Directions for this task: Return the entries below precisely, omitting nothing.

[Dataset records]
PR #264, opened 2016-10-28
Decouple filter from observable

gchudnov:
Decoupled `filter` from `observable` without implementation changes.
Please, review.

btw,
It might be better to extract [these](https://github.com/Reactive-Extensions/RxCpp/blob/master/Rx/v2/test/operators/filter.cpp#L46-L66) conditional testing into separate tests without `#if`. In this way both cases will be verified. I can make a separate PR if you wish.

Thank you,
Grigoriy

### DIFF
--- a/Rx/v2/src/rxcpp/operators/rx-filter.hpp
+++ b/Rx/v2/src/rxcpp/operators/rx-filter.hpp
@@ -95,20 +95,6 @@ struct filter
     }
 };
 
-template<class Predicate>
-class filter_factory
-{
-    typedef rxu::decay_t<Predicate> test_type;
-    test_type predicate;
-public:
-    filter_factory(test_type p) : predicate(std::move(p)) {}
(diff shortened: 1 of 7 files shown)


Rx/v2/src/rxcpp/operators/rx-filter.hpp
```diff
@@ -86,14 +111,35 @@ class filter_factory
 
 }
 
-template<class Predicate>
-auto filter(Predicate&& p)
-    ->      detail::filter_factory<Predicate> {
-    return  detail::filter_factory<Predicate>(std::forward<Predicate>(p));
```
kirkshoop: I think that `detail::filter_factory` can be deleted.

kirkshoop:
@gchudnov yes, separating at least one test that uses operator| would be better than the #ifdef.

Issue #354, opened 2024-06-25
Make `credential_signing_alg_values_supported` and `proof_signing_alg_values_supported` polymorphic or credential format-specific


awoie:
Both `credential_signing_alg_values_supported` and `proof_signing_alg_values_supported` are defined in the general section of OID4VCI Issuer Metadata and are currently defined as array of String values. While this is possible for JOSE algorithms, it is not possible for COSE algorithms.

Response to this task:
PR #264, opened 2016-10-28
Decouple filter from observable

gchudnov:
Decoupled `filter` from `observable` without implementation changes.
Please, review.

btw,
It might be better to extract [these](https://github.com/Reactive-Extensions/RxCpp/blob/master/Rx/v2/test/operators/filter.cpp#L46-L66) conditional testing into separate tests without `#if`. In this way both cases will be verified. I can make a separate PR if you wish.

Thank you,
Grigoriy

### DIFF
--- a/Rx/v2/src/rxcpp/operators/rx-filter.hpp
+++ b/Rx/v2/src/rxcpp/operators/rx-filter.hpp
@@ -95,20 +95,6 @@ struct filter
     }
 };
 
-template<class Predicate>
-class filter_factory
-{
-    typedef rxu::decay_t<Predicate> test_type;
-    test_type predicate;
-public:
-    filter_factory(test_type p) : predicate(std::move(p)) {}
(diff shortened: 1 of 7 files shown)


Rx/v2/src/rxcpp/operators/rx-filter.hpp
```diff
@@ -86,14 +111,35 @@ class filter_factory
 
 }
 
-template<class Predicate>
-auto filter(Predicate&& p)
-    ->      detail::filter_factory<Predicate> {
-    return  detail::filter_factory<Predicate>(std::forward<Predicate>(p));
```
kirkshoop: I think that `detail::filter_factory` can be deleted.

kirkshoop:
@gchudnov yes, separating at least one test that uses operator| would be better than the #ifdef.

Issue #354, opened 2024-06-25
Make `credential_signing_alg_values_supported` and `proof_signing_alg_values_supported` polymorphic or credential format-specific


awoie:
Both `credential_signing_alg_values_supported` and `proof_signing_alg_values_supported` are defined in the general section of OID4VCI Issuer Metadata and are currently defined as array of String values. While this is possible for JOSE algorithms, it is not possible for COSE algorithms.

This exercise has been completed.